## Data shown
PR #906, opened 2024-09-16
fix: reinstate grains try except

ns-rse:
Commit `de517ff6` inadvertently disabled the broad `try: ... except:` within `run_grains()`. This is being reinstated and will be addressed when #887 is worked on.


SylviaWhittle (approved):
Apologies for causing this issue 😅

ns-rse:
Not a problem, its not like it was deliberate!

We'll get this addressed with #887

PR #907, opened 2024-09-17
test(utils): Fixing broken tests

ns-rse:
+ `test_create_empty_dataframe()` didn't have `molecule_number` reverted to `grain_number`.
+ `topostats.utils.update_plotting_config()` had a clause which only checked if an image was in the `core_set` and failed if it then didn't have a `mask_cmap` entry.


SylviaWhittle (approved):
🙏

PR #918, opened 2024-09-25
tests: Remove restriction on pytest<8.0.0 (cherry pick)

ns-rse:
Cherry pick cecf60fbabe17b12927284b2b5099e5c4c092c4d which removes the restriction of `pytest<8.0.0` and switches to usine `request.getfixturevalue()` for parameterised tests that use fixtures

This is a prelude to fixing these failing tests.

### DIFF
--- a/pyproject.toml
+++ b/pyproject.toml
@@ -38,6 +38,7 @@ requires-python = ">=3.9"
 dependencies = [
   "h5py",
   "igor2",
+  "keras",
   "matplotlib",
   "numpy",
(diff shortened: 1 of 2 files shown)


MaxGamill-Sheffield (approved):
Am I correct in thinking that the `.toml` changes are the ones you wanted in this PR and not the dnatracing tests?

Either way the dnatracing tests will soon be removed so it's not a problem - this is ready to go when you are :)

PR #1209, opened 2023-10-01
Improve form submissions, update packages.

leerob:
- Switch to `<form>` and `useFormState` for progressively enhanced forms
- Fix some accessibility issues
  - Improved color contrast
  - Added live region for announcing errors
  - Switch from button `disabled` to `aria-disabled`
- Update all dependencies
- Ditch `router.refresh()` to `revalidateTag` and tag the cart `fetch`
- Add a key to `input` to that changing search values correct re-renders and clears value
- Updated Prettier config to work with latest ESM versions (+ Tailwind config)
- Prevent duplicate clicks on buttons causing multiple form submissions


components/cart/add-to-cart.tsx
```diff
@@ -5,8 +5,67 @@ import clsx from 'clsx';
...
+  return (
+    <button
+      onClick={(e: React.FormEvent<HTMLButtonElement>) => {
+        if (pending) e.preventDefault();
+      }}
+      aria-label="Add to cart"
+      aria-disabled={pending}
+      className={clsx(buttonClasses, {
+        'hover:opacity-90': true,
+        'cursor-not-allowed': pending
```
manovotny, line 59: Should we just use `disabledClasses` here?

pnpm-lock.yaml
```diff
@@ -1,18 +1,22 @@
 lockfileVersion: '6.0'
 
+settings:
+  autoInstallPeers: true
```
manovotny, line 4: This is what is causing the errors on CI. Pnpm will set `--frozen-lockfile` when running in CI and with `autoInstallPeers: true`, it will likely install things the lock files doesn't have.

Did you add this on purpose? How did it get added?

manovotny:
Personally, I don't like the `.bind` calls. I don't see the value in using them over hidden inputs, at least in this scenario. I'll stand down if this is the preferred direction, but I wanted to mention it.

pnpm-lock.yaml
leerob: I didn't add this on purpose, hmm. And blowing away the lockfile and re-running keeps this setting.

manovotny: Did you intentionally update the `package.json` pnpm version? I wonder if that is slipping it in. 

https://github.com/vercel/commerce/pull/1209/files#diff-7ae45ad102eab3b6d7e7896acd08c427a9b25b346470d7bc6507b6481575d519R3

leerob: I tried to intentionally update it to fix it, with no effect.

manovotny (approved):

PR #1234, opened 2023-11-06
Remove revalidate

joostmeijles:
Remove revalidate as there is currently no cache support for the Edge runtime.


leerob:
Will be kept here since edge is removed https://github.com/vercel/commerce/pull/1236

PR #1237, opened 2023-11-12
Update tailwind.config.js

james0r:
Added type defs for custom Tailwind plugin args.


leerob:
I'd like to move to the TS file instead 🙏

PR #1241, opened 2023-11-13
Removing useEffects that have no side effect and alter the state.

odin-nido:
It is recommended by the React Docs to avoid unnecessarily changing the state within a useEffect.
As React Docs says: "Storing information from previous renders like this can be hard to understand, but it’s better than updating the same state in an Effect."


leerob:
Thank you for the suggestion. I think this is fine to keep as is, but definitely this is a good option to consider if folks want to optimize here.

PR #1245, opened 2023-11-16
disable the image optimization

megetron:
disabling the next/image optimization because:
1. the headless CMS do the image optimizations instead of next/image.
2. image/next optimization makes links such as `http://127.0.0.1:3001/media-main/image1-100x124.webp&w=3840&q=75`.
this link is illegible and throws 404 since after the .webp you expect to have "?".


megetron:
sorry, missed the previous PR. closing

PR #1257, opened 2023-12-01
Implement 'Compare at Price' Feature

rondo10:
Description

This Pull Request introduces the 'Compare at Price' feature to our e-commerce platform. The primary goal of this feature is to enhance the user shopping experience by displaying a comparison between the original price and the current sale price of products. This feature is especially beneficial for promotional events, allowing customers to see the value they are getting from discounted prices.

How It Works

The feature retrieves the compare-at price and the normal price from the product fetch. These prices are then displayed side by side on the product page. A strikethrough style is applied to the original price to denote the discount.


leerob:
Thanks for the suggestion, but we're not going to add this here. However, you can use it in your fork!

PR #1260, opened 2023-12-15
Correct default cart tax currency

matthew-petrie:
The cart defaults the tax to be `USD` if there is no tax amount set for the cart. This is an unhelpful default due to international and multi currency stores where the currency changes with the cart (most of the this repo handles this correctly).

This changes defaults the currency to the same currency as the cart total currency if there are no taxes set for the current cart.

Before:
Screenshot 2023-12-15 at 14 55 28

After:
Screenshot 2023-12-15 at 14 55 38


leerob (approved):
Thank you!

PR #1289, opened 2024-01-30
Fix #1283: Added hover effect to search icon.

### LINKED ISSUE #1283: add hover to search icon

The-Kaif:
Add hover effect to search icon

Fixes #1283

In this commit, I've added a hover effect to the search icon as requested in issue #1283. Now, users will experience a visual cue when hovering over the search icon, enhancing the overall user experience. 

Contributed by: the-kaif


leerob:
Thank you for the suggestion, but we are okay without this!

PR #1304, opened 2024-02-27
Add Ecwid by Lightspeed provider

meteor-ec:
Hi there! 

This is Ilnur from the Ecwid by Lightspeed team. 

We have added our service as a provider. Please add us to the list.

Thanks a lot!

### DIFF
--- a/README.md
+++ b/README.md
@@ -27,6 +27,7 @@ Vercel is happy to partner and work with any commerce provider to help them get 
 
 - Shopify (this repository)
 - [BigCommerce](https://github.com/bigcommerce/nextjs-commerce) ([Demo](https://next-commerce-v2.vercel.app/))
+- [Ecwid by Lightspeed](https://github.com/Ecwid/ecwid-nextjs-commerce/) ([Demo](https://ecwid-nextjs-commerce.vercel.app/))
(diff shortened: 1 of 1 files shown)


manovotny:
Hey @meteor-ec! This is a good start!

I looked at the [changes you made](https://github.com/vercel/commerce/compare/main...Ecwid:ecwid-nextjs-commerce:main) and I have some questions.

1. The checkout page is very slow and the code for the page is interesting. Is this what you expect users to do? Feels like this could be improved.
2. Why are you adding `<link rel="prefetch" href="/api/revalidate" as="fetch" />` to the `<head>` in the Layout? What are you trying to do or what does this achieve? 
3. `image: product.featuredImage?.url` in `productJsonLd` could produce an invalid schema as it could be undefined. It's be better to change the the model to always return a url, and in `lib/ecwid` return a default images if there isn't a featured image.
4. The changes to CartModal for not displaying on the checkout page could be improved. Rearranging the structure of your Layouts or [using multiple root Layouts](https://nextjs.org/docs/app/building-your-application/routing/route-groups#creating-multiple-root-layouts) would be the better solve here.

manovotny:
@meteor-ec thanks for making those adjustments.

meteor-ec:
Thank you so much @manovotny! :handshake:

PR #1327, opened 2024-04-19
Make variant / image updates use `useOptimistic` and `startTransition`

leerob:
https://github.com/vercel/commerce/assets/9113740/e05ad411-b505-4af9-b46c-6c602f10da77


components/product/variant-selector.tsx
```diff
@@ -21,14 +22,21 @@ export function VariantSelector({
   const router = useRouter();
   const pathname = usePathname();
   const searchParams = useSearchParams();
+  const [optimisticVariants, setOptimsticVariants] = useOptimistic(variants);
```
mhart, line 25: Nit
```suggestion
  const [optimisticVariants, setOptimisticVariants] = useOptimistic(variants);
```

components/product/variant-selector.tsx
```diff
@@ -74,15 +74,36 @@ export function VariantSelector({
...
+                  });
+
+                  optimisticOptions.set(optionNameLowerCase, value);
+
+                  setOptimsticVariants(newOptimisticVariants);
+                  setOptimisticOptions(new URLSearchParams(optimisticOptions.toString()));
+
+                  const optionUrl = createUrl(pathname, optimisticOptions);
+
+                  // Navigate without page reload
```
mhart, line 104: I'm not sure this comment's 100% accurate. It seems that the navigation can't complete without a full page render – at least in the sense that the search params are up-to-date, etc. While the UI is ready to interact with due to the useOptimistic hook, it's still waiting for the full page render before the search params update, so it's now open to race conditions for anything reading from the search params (eg, adding to cart)

leerob:
Replaced by https://github.com/vercel/commerce/pull/1365

nikosantis:
Hi @leerob 
What happens to the optimistic state if the server action fails?

leerob:
It reverts back to the last previous successful state – which is good! You can then show errors like a toast if you want.

PR #1352, opened 2024-07-12
Refactor <Prose> component

chogyejin:
- Remove as assertions for prop that is already inferred to be `string`.
- Change component props(`TextProps`) to inline for code consistency.


leerob (approved):
Thank you!

PR #1888, opened 2024-06-20
fix(prt): make extended tracking opt-in

wpbonelli:
Previously the PRT model's default behavior was to track particles until termination, as with MODPATH 7 stop time option 2 (extend). Under extended tracking, the program may not halt if particles enter a cycle in the flow system. This PR changes the default to the equivalent of MP7 stop time option 1 (final), terminating at simulation end unless a new Particle Release Point (PRP) package keyword option `EXTEND` is provided. This is meant to provide a stronger guarantee that the program halts under default settings.

The extend option is stored as an integer rather than logical in case we need to enumerate more alternatives in future.

This PR also avoids unnecessary iterations in `MethodSubcellPollock/Ternary`, and changes the default visibility of `ParticleStore` members to private, as per style conventions.

___

- [x] Ran `black` on new and modified autotests


langevin-usgs (approved):
@wpbonelli, thanks for doing this.  I think this will save some trouble.  One thing that that jumps out at me is if there is a clearer keyword to use for this option. Certainly "EXTEND" is fine and is clearly described.  Maybe "EXTEND_TRACKING" or something with TIME in it?  

Also wonder if it would be worth explicitly mentioning that if the extend option is specified that particles will continue to be tracked using the flows from the last time step.  This is probably obvious but I think it's good to mention.  For a transient simulation with a changing flow field, flows from the last time step may not be a good indicator of conditions past the end of the simulation.

wpbonelli:
Thanks @langevin-usgs, renamed `EXTEND` -> `EXTEND_TRACKING` and mentioned that the flows from the final time step are used for extended tracking.

PR #1891, opened 2024-06-21
Build the sphinx documentation on windows

Manangka:
This commit enables building the sphinx documentation on windows.
The make.bat needed to do so was missing and is added in this commit.

To build the documentation from a fresh git clone you need to run these commands:
```
pixi install
pixi run update-flopy
pixi run get-exes
pixi run setup builddir
pixi run build builddir
pixi run benchmark
pixi run sphinx
```

I've also cleaned the pixi.toml file. I added the git dependencies on flopy, pymake, modflowapi and modflow-devtools as pypi-dependencies. This change made it possible to remove the install task.

Furthermore I added the rtd environment to the pixi.toml. When building sphinx you now don't have to manually pip install 
the requirements.rtd.txt. Instead the task will automatically use the rtd environment

Finally i updated the github pipeline files. The newly generated pixi.lock is using version 5 which needs a newer pixi version. I also removed the `pixi run install` as this is no longer required

- [ ] Closed issue #xxxx
- [ ] Ran `black` on new and modified autotests
- [ ] Updated [definition files](/MODFLOW-USGS/modflow6/tree/develop/doc/mf6io/mf6ivar)
- [ ] Updated [develop.tex](/MODFLOW-USGS/modflow6/doc/ReleaseNotes/develop.tex) with a plain-language description of the bug fix, change, feature; required for changes that may affect users
- [ ] Updated [input and output guide](/MODFLOW-USGS/modflow6/doc/mf6io)


pixi.toml
```diff
@@ -17,7 +17,7 @@ matplotlib = "*"
 meson = "1.3.0"
 networkx = "*"
 ninja = "*"
-numpy = "*"
+numpy = "<2.0.0"    # modflowapi has a resriction on the numpy version
```
wpbonelli, line 20: we need to release a new modflowapi supporting numpy2, thanks for the reminder &mdash; then this can be unpinned

pixi.toml
```diff
@@ -34,19 +34,35 @@ shapely = "*"
...
-install-pymake = "pip install --no-build-isolation --no-deps --disable-pip-version-check git+https://github.com/modflowpy/pymake.git"
-install-modflowapi = "pip install --no-build-isolation --no-deps --disable-pip-version-check git+https://github.com/MODFLOW-USGS/modflowapi.git"
-install-modflow-devtools = "pip install --no-build-isolation --no-deps --disable-pip-version-check git+https://github.com/MODFLOW-USGS/modflow-devtools.git"
-install = { depends_on = [
-    "install-flopy",
-    "install-pymake",
-    "install-modflowapi",
-    "install-modflow-devtools",
-] }
+[pypi-dependencies]
```
wpbonelli, line 37: I agree it would be ideal to use `pypi-dependencies` instead of custom tasks, and originally did so in #1703, but after discussing with @jdhughes-usgs @langevin-usgs we went back to custom tasks in #1728 to get rolling CI updates for internal developer deps without needing to update the `pixi.lock` file.

wpbonelli (changes requested):
Just a note re: the custom install task. All else looks great to me.

pixi.toml
Manangka: Ah I see. That's something I overlooked. I will revert back to using tasks

Manangka: I'm wondering if this is actually bad or not. The update-flopy task still works. 

The normal way of working would be:
- `pixi run install`
- some changes happen in flopy that you need
- `pixi run update-flopy`
- repeat above step when newer flopy is needed

These steps don't change when we switch to using `pypi-dependencies`

It is true that when we run the `update-flopy` we should update the lock file as well but it is not necessary.
This is because in the CI pipeline we call the  `update-flopy` task causing the locked version to lose its meaning anyway

wpbonelli: The name of the `update_flopy.py` script/`update-flopy` task is a bit misleading, it's not actually upgrading the flopy package, just regenerating mf6 components from DFNs.

The idea is if we use `pypi-dependencies` we just need to update the lockfile frequently as flopy/modflowapi/pymake/devtools tend to move faster than external dependencies and mf6 and flopy are often developed in sync. With a task we always get the latest in CI which is convenient for development if a little harder to debug.

Manangka: Alright. Thanks for this explanation.
I now get why the install step is required and restored that part.

wpbonelli (approved):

## Task
Tally the lines in this material that hold the word "clsx", then reply with only the number.

## Your response
2